> **Exercise details**: Using the entries below, give the count of lines that hold "evolve". Say nothing besides the number.

━━━━━━━━━━

PR #8, opened 2018-05-22
Récupération des amendements du Sénat

ronnix:


zam/aspirateur/zam_aspirateur/models.py
```diff
@@ -0,0 +1,51 @@
...
+        return int(mo.group(1))
+
+    def url(self, session, num_texte):
+        return "http://www.senat.fr/amendements/{}/{}/{}".format(
+            session,
+            num_texte,
+            self.html_page,
+        )
+
+    def evolve(self, **changes) -> 'Amendement':
```
davidbgk: Why not `    evolve = replace` if it's for the name?

zam/aspirateur/zam_aspirateur/fetcher.py
```diff
@@ -0,0 +1,75 @@
...
+    """
+    Récupère les amendements à discuter, dans l'ordre de passage
+
+    NB : les amendements jugés irrecevables ne sont pas inclus.
+    """
+    assert phase in ('commission', 'seance')
+
+    url = f'http://www.senat.fr/en{phase}/{session}/{num}/liste_discussion.json'  # noqa
+
+    resp = requests.get(url)
```
davidbgk: I see a pattern here, not sure if it's worth extracting for 2 (maybe 3) cases.

zam/aspirateur/zam_aspirateur/fetcher.py
```diff
@@ -0,0 +1,75 @@
...
+    if resp.status_code == 404:
```
davidbgk: I used to prefer `http.HTTPStatus.NOT_FOUND` for explicitness.

zam/aspirateur/zam_aspirateur/fetcher.py
```diff
@@ -0,0 +1,75 @@
...
+        raise NotFound(url)
+
+    data = json.loads(resp.content)
```
davidbgk: Why not `resp.json()`?

zam/aspirateur/zam_aspirateur/fetcher.py
```diff
@@ -0,0 +1,75 @@
...
+
+    NB : les amendements jugés irrecevables ne sont pas inclus.
+    """
+    assert phase in ('commission', 'seance')
+
+    url = f'http://www.senat.fr/en{phase}/{session}/{num}/liste_discussion.json'  # noqa
+
+    resp = requests.get(url)
+    if resp.status_code == 404:
+        raise NotFound(url)
```
davidbgk: Another option is `resp.raise_for_status()`

zam/aspirateur/zam_aspirateur/amendements/writer.py
```diff
@@ -0,0 +1,87 @@
...
+    wb.save(filename)
+    return nb_rows
+
+
+def _write_header_row(ws: Worksheet) -> None:
+    header_row = [
+        FIELDS_NAMES.get(field, field.capitalize())
+        for field in FIELDS
+    ]
+    for column, value in enumerate(header_row, 1):
```
davidbgk: I learned that `enumerate` can take a second parameter today 😍

zam/aspirateur/zam_aspirateur/amendements/parser.py
```diff
@@ -0,0 +1,51 @@
+from datetime import datetime
+
+from ..clean import clean_html
+
+from .models import Amendement
+
+
+def parse_from_csv(d_amend: dict) -> Amendement:
```
davidbgk: I'm not sure it's parsing from csv anymore? Maybe `Amendement.from_csv` and `.from_json`?

zam/aspirateur/zam_aspirateur/amendements/writer.py
```diff
@@ -0,0 +1,87 @@
...
+            file_,
+            fieldnames=FIELDS,
+            delimiter=';',
+            quoting=csv.QUOTE_MINIMAL,
+        )
+        writer.writeheader()
+        for amendement in amendements:
+            writer.writerow(amendement.as_dict())
+            nb_rows += 1
+    return nb_rows
```
davidbgk: Isn't it the same as `len(amendements)`?

zam/aspirateur/zam_aspirateur/senateurs/parse.py
```diff
@@ -0,0 +1,25 @@
...
+            qualite=row['Qualité'],
+            nom=row['Nom usuel'],
+            prenom=row['Prénom usuel'],
+            groupe=row['Groupe politique'],
+        )
+        for row in csv.DictReader(lines)
+    ]
+    by_name = {}
+    for s in senateurs:
+        by_name[f"{s.qualite} {s.nom}".upper()] = s
```
davidbgk: Are we sure we never have homonyms?

zam/aspirateur/zam_aspirateur/__main__.py
```diff
@@ -0,0 +1,195 @@
...
+
+
+def process_amendements(
+    amendements: Iterable[Amendement],
+    session: str,
+    num: str,
+) -> Iterable[Amendement]:
+
+    # Les amendements discutés en séance, par ordre de passage
+    print(f'Récupération des amendements soumis à la discussion...')
```
davidbgk: Do we keep that pattern of beginning each string by `f`?

zam/aspirateur/setup.py
```diff
@@ -0,0 +1,13 @@
+from setuptools import setup
+
+
+setup(
+    name='zam-aspirateur',
```
davidbgk: Alright, I'll go that way with the client, I wasn't sure how we want to do this.

zam/aspirateur/README.md
```diff
@@ -0,0 +1,53 @@
...
+
+Pour récupérer la liste des amendements au PLFSS 2018 lors de la première lecture au Sénat (texte nº63) :
+
+```
+$ zam-aspirateur --session=2017-2018 --texte=63
+Wrote 595 rows to amendements_2017-2018_63.csv
+```
+
+Le résultat sera un fichier CSV comprenenant l'ensemble des amendements
+déposés, triés par ordre de passage lores de la discussion en séance.
```
davidbgk: lors*

zam/aspirateur/zam_aspirateur/models.py
ronnix: I was a bit sloppy when refactoring from `attrs` to `dataclasses`. I thought I would get back to it later. I guess later is now. 😄

zam/aspirateur/zam_aspirateur/fetcher.py
ronnix: Agree. I think I'll leave it like this for now.

zam/aspirateur/zam_aspirateur/fetcher.py
ronnix: Wow, new in 3.5, I had missed those. Neat!

https://docs.python.org/3/library/http.html#http.HTTPStatus

zam/aspirateur/zam_aspirateur/fetcher.py
ronnix: That would be simpler, indeed.

zam/aspirateur/zam_aspirateur/fetcher.py
ronnix: Yes, but I'd like the exception raised here to be a business one, not a low-level HTTP one.

But then maybe the `NotFound` name + the `url` param are confusing. Perhaps `LawNotFound` or `NoSuchLaw` would be more explicit?

zam/aspirateur/zam_aspirateur/amendements/parser.py
ronnix: Hmm, the `parse_from_csv` name is not great... Its not really parsing a CSV file, its more building an Amendement instance based on a CSV row. Maybe `build_from_csv_row` then?

zam/aspirateur/zam_aspirateur/amendements/writer.py
ronnix: `amendements` is an `Iterable[Amendement]` here, so it might be an iterator, not a sequence, in which case we can only consume it once

zam/aspirateur/zam_aspirateur/senateurs/parse.py
ronnix: I started with last name only as a key, but some senators do have the same name.

I found that in the CSV file, the author is given by last name only when it's not ambiguous (`M. FRASSA`), and by first name + last name when it would be ambiguous (`M. DANIEL LAURENT`). So I added that format as a key too.

I trust them not to be ambiguous, but that might be too optimistic. If they use an ambiguous name (`M. LAURENT`) we might pick up the wrong one.

It would probably be safer to extract the unique senator ID from the URL in the `"Fiche Sénateur"` field (it looks like `"//www.senat.fr/senfic/frassa_christophe_andre08018u.html" and `08018U` can be used as a unique key to find the senator.

ronnix: Fixed in 81e83a3d9ba67b1bee687b260cdbc125de6448bc

zam/aspirateur/zam_aspirateur/fetcher.py
ronnix: Fixed in a3b7029930104dcd1f4d37785f13322d78df7357

zam/aspirateur/zam_aspirateur/fetcher.py
ronnix: Fixed in b2da898d7ce421ba042eb4de7dc782fc4be7446f

zam/aspirateur/zam_aspirateur/models.py
ronnix: Fixed in afb31d24ab9400aba81b20eee97a394074a8a6c9

zam/aspirateur/zam_aspirateur/__main__.py
ronnix: I guess that was some bad copying and pasting. Fixed in d51291e8ae2e0b8c219da4458fc7df134c07fa1c.

zam/aspirateur/README.md
ronnix: Fixed in a2ad7398a898a200c7e652e8211adac43446bad7

PR #10, opened 2018-05-24
Connecting data from aspirateur to client viewer

davidbgk:
Still a WIP, we need to discuss pivotal data format and stable ids for amendements.


davidbgk:
A few things still scratching *me* on that PR:

* For the moment we connected formats mimicking the one from Drupal, I think it's suboptimal (to say the least) and we should try to find a pertinent modelisation for our case, especially handling both public/private data.
* Exchanging data from one Python script to another using a CSV/JSON file looks awkward, it might be more pertinent using for instance pickle or similar if we stay in the Python ecosystem or SQLite and [peewee](http://docs.peewee-orm.com/en/latest/index.html) or [dataset](http://dataset.readthedocs.io/en/latest/) on top of it if we want that result to be easily reusable.

Both are open discussions, we can go the current way for now and improve iteratively after but I had to write down what I have in mind to keep track of my reflections on that topic :).

See also: https://github.com/thombashi/sqlitebiter

ronnix:
I agree that we should move away from the Drupal output format, and design our own way to transfer information based on our own context and constraints.

With that said, if we just need one way communication from the aspirateur to the viewer, I like the idea of using JSON because it is easy to inspect, while SQLite is more opaque.

davidbgk:
Coincidence of the day:

> The Library of Congress Recommended Formats Statement (RFS) includes SQLite as a preferred format for datasets. — [Source](https://www.loc.gov/preservation/digital/formats/fdd/fdd000461.shtml)

ronnix:
Rebased the branch on top of master.

PR #11, opened 2018-05-25
Better styles/ergonomy based on users’ feedback

davidbgk:


zam/client/models.py
```diff
@@ -116,7 +117,8 @@ def load(
                     authors=authors,
                     group=group,
                     article=article,
-                    document=raw_amendement['document']
+                    document=raw_amendement['document'],
+                    is_gouvernemental=raw_amendement['gouvernemental']
```
ronnix: I like always adding a trailing comma, even on the last item, as it makes for nicer git diffs when adding or removing items, and prevents mistakes too

PR #16, opened 2018-05-31
Import Krill (WIP)

ronnix:


zam/webapp/zam_webapp/views/upload_krill.py
```diff
@@ -0,0 +1,160 @@
...
+
+        visionneuse_env = {
+            "ZAM_ASPIRATEUR_SOURCE": filename,
+            "ZAM_JAUNES_SOURCE": tmp_dir,
+        }
+        with environ(visionneuse_env):
+            _, aspirateur_items = load_aspirateur_source()
+            articles, amendements, reponses = load_data([], aspirateur_items)
+            html = render_and_save_html("Titre", articles, amendements, reponses)
+            response = Response(html)
```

━━━━━━━━━━

> **Task output**: 2